*What is being asked:*
All lines with the word "this" in the material below are required.

*Material to process:*

PR #111, opened 2018-09-28
Website fixups

ceball:
As noted in #81, I missed some newer changes; this PR fixes those.

I'm currently testing this PR, so might make more changes. I'll merge once I'm done.


ceball:
I can only think that I left around uncommitted/unpushed changes on another machine, because I'm sure I already made these replacements (except for the newer notebook)...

*Task solution:*
As noted in #81, I missed some newer changes; this PR fixes those.
I'm currently testing this PR, so might make more changes. I'll merge once I'm done.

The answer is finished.